Exercise details =>
Each entry in this listing needs to be written out again, word for word.

Data section =>
□ □ □ □ □ □ □

PR #2520, opened 2024-05-10
m17n-lib: update to 1.8.3

androidnisse:
**Summary**
- Release notes can be found [here](http://git.savannah.nongnu.org/cgit/m17n/m17n-lib.git/tree/ChangeLog?h=REL-1-8-4).

**Test Plan**
- Rebuilt ibus-m17n against this.

**Checklist**


davidjharder (approved):
Thanks for the update!

PR #2521, opened 2024-05-10
wxmaxima: Update to 24.05.0

malfisya:
**Summary**

- Faster discarding of maths that is too long to read
- Resolved a crash on closing the last window
- Now only wxWidgets builds with Unicode support (default) are allowed.
- Full changelog can be found [here](https://github.com/wxMaxima-developers/wxmaxima/releases/tag/Version-24.05.0)

**Test Plan**

- Load example file
- Do some calculation

**Checklist**


algent-al (approved):
LGTM, thanks!

PR #2547, opened 2024-05-13
conky: Update to 1.21.0

algent-al:
**Summary:**

Full changelog [here](https://github.com/brndnmtthws/conky/releases/tag/v1.21.0)

**Test Plan**

Run a few conky scripts with `conky-manager`

**Checklist**


davidjharder (approved):
Looks harmless to me.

□ □ □ □ □ □ □

Reply to the task =>
PR #2520, opened 2024-05-10
m17n-lib: update to 1.8.3

androidnisse:
**Summary**
- Release notes can be found [here](http://git.savannah.nongnu.org/cgit/m17n/m17n-lib.git/tree/ChangeLog?h=REL-1-8-4).

**Test Plan**
- Rebuilt ibus-m17n against this.

**Checklist**


davidjharder (approved):
Thanks for the update!

PR #2521, opened 2024-05-10
wxmaxima: Update to 24.05.0

malfisya:
**Summary**

- Faster discarding of maths that is too long to read
- Resolved a crash on closing the last window
- Now only wxWidgets builds with Unicode support (default) are allowed.
- Full changelog can be found [here](https://github.com/wxMaxima-developers/wxmaxima/releases/tag/Version-24.05.0)

**Test Plan**

- Load example file
- Do some calculation

**Checklist**


algent-al (approved):
LGTM, thanks!

PR #2547, opened 2024-05-13
conky: Update to 1.21.0

algent-al:
**Summary:**

Full changelog [here](https://github.com/brndnmtthws/conky/releases/tag/v1.21.0)

**Test Plan**

Run a few conky scripts with `conky-manager`

**Checklist**


davidjharder (approved):
Looks harmless to me.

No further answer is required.